The following entries are to be retyped in full, exactly as written.

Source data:
_ _ _ _ _

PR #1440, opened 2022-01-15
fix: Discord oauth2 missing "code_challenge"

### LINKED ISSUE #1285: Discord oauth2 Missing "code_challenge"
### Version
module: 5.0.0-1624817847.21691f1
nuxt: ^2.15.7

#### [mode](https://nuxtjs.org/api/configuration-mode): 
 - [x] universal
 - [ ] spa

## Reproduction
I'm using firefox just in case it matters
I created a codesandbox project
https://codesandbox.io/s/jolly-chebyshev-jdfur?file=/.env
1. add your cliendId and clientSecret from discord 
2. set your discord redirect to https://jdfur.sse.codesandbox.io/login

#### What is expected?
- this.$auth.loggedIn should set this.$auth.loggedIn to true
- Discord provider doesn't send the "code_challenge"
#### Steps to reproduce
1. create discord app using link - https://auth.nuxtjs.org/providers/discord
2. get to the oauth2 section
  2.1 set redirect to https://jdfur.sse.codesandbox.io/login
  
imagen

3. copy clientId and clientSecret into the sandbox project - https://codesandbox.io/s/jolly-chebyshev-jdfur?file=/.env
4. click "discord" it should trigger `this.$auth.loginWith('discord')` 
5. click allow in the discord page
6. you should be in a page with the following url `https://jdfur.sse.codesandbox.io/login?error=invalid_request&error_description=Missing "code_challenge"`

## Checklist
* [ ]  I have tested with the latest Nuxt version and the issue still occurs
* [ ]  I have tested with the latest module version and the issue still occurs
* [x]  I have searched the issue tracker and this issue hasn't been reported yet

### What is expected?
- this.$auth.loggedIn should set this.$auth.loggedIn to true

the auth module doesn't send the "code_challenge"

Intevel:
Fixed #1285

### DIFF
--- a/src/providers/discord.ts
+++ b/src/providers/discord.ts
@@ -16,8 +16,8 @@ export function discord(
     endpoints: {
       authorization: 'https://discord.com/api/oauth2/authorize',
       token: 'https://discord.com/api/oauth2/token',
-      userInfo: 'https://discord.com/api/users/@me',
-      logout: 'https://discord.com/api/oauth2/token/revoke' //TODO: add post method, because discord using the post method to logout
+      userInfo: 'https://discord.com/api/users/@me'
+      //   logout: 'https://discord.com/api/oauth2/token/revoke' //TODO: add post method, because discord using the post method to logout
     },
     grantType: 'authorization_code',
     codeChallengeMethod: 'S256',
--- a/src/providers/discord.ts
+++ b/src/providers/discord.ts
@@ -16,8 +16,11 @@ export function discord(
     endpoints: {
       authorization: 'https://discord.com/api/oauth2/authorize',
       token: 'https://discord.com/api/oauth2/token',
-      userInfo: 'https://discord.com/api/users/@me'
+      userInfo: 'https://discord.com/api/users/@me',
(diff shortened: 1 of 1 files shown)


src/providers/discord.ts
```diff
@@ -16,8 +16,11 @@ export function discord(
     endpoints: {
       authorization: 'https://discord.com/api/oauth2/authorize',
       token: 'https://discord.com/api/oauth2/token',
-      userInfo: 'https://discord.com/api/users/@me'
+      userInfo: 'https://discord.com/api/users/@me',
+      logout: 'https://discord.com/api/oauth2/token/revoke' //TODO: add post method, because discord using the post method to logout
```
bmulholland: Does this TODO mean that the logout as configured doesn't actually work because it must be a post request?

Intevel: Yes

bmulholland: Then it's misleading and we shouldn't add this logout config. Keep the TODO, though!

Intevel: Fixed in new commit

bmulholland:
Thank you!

_ _ _ _ _

THE ANSWER:
PR #1440, opened 2022-01-15
fix: Discord oauth2 missing "code_challenge"

### LINKED ISSUE #1285: Discord oauth2 Missing "code_challenge"
### Version
module: 5.0.0-1624817847.21691f1
nuxt: ^2.15.7

#### [mode](https://nuxtjs.org/api/configuration-mode): 
 - [x] universal
 - [ ] spa

## Reproduction
I'm using firefox just in case it matters
I created a codesandbox project
https://codesandbox.io/s/jolly-chebyshev-jdfur?file=/.env
1. add your cliendId and clientSecret from discord 
2. set your discord redirect to https://jdfur.sse.codesandbox.io/login

#### What is expected?
- this.$auth.loggedIn should set this.$auth.loggedIn to true
- Discord provider doesn't send the "code_challenge"
#### Steps to reproduce
1. create discord app using link - https://auth.nuxtjs.org/providers/discord
2. get to the oauth2 section
  2.1 set redirect to https://jdfur.sse.codesandbox.io/login
  
imagen

3. copy clientId and clientSecret into the sandbox project - https://codesandbox.io/s/jolly-chebyshev-jdfur?file=/.env
4. click "discord" it should trigger `this.$auth.loginWith('discord')` 
5. click allow in the discord page
6. you should be in a page with the following url `https://jdfur.sse.codesandbox.io/login?error=invalid_request&error_description=Missing "code_challenge"`

## Checklist
* [ ]  I have tested with the latest Nuxt version and the issue still occurs
* [ ]  I have tested with the latest module version and the issue still occurs
* [x]  I have searched the issue tracker and this issue hasn't been reported yet

### What is expected?
- this.$auth.loggedIn should set this.$auth.loggedIn to true

the auth module doesn't send the "code_challenge"

Intevel:
Fixed #1285

### DIFF
--- a/src/providers/discord.ts
+++ b/src/providers/discord.ts
@@ -16,8 +16,8 @@ export function discord(
     endpoints: {
       authorization: 'https://discord.com/api/oauth2/authorize',
       token: 'https://discord.com/api/oauth2/token',
-      userInfo: 'https://discord.com/api/users/@me',
-      logout: 'https://discord.com/api/oauth2/token/revoke' //TODO: add post method, because discord using the post method to logout
+      userInfo: 'https://discord.com/api/users/@me'
+      //   logout: 'https://discord.com/api/oauth2/token/revoke' //TODO: add post method, because discord using the post method to logout
     },
     grantType: 'authorization_code',
     codeChallengeMethod: 'S256',
--- a/src/providers/discord.ts
+++ b/src/providers/discord.ts
@@ -16,8 +16,11 @@ export function discord(
     endpoints: {
       authorization: 'https://discord.com/api/oauth2/authorize',
       token: 'https://discord.com/api/oauth2/token',
-      userInfo: 'https://discord.com/api/users/@me'
+      userInfo: 'https://discord.com/api/users/@me',
(diff shortened: 1 of 1 files shown)


src/providers/discord.ts
```diff
@@ -16,8 +16,11 @@ export function discord(
     endpoints: {
       authorization: 'https://discord.com/api/oauth2/authorize',
       token: 'https://discord.com/api/oauth2/token',
-      userInfo: 'https://discord.com/api/users/@me'
+      userInfo: 'https://discord.com/api/users/@me',
+      logout: 'https://discord.com/api/oauth2/token/revoke' //TODO: add post method, because discord using the post method to logout
```
bmulholland: Does this TODO mean that the logout as configured doesn't actually work because it must be a post request?

Intevel: Yes

bmulholland: Then it's misleading and we shouldn't add this logout config. Keep the TODO, though!

Intevel: Fixed in new commit

bmulholland:
Thank you!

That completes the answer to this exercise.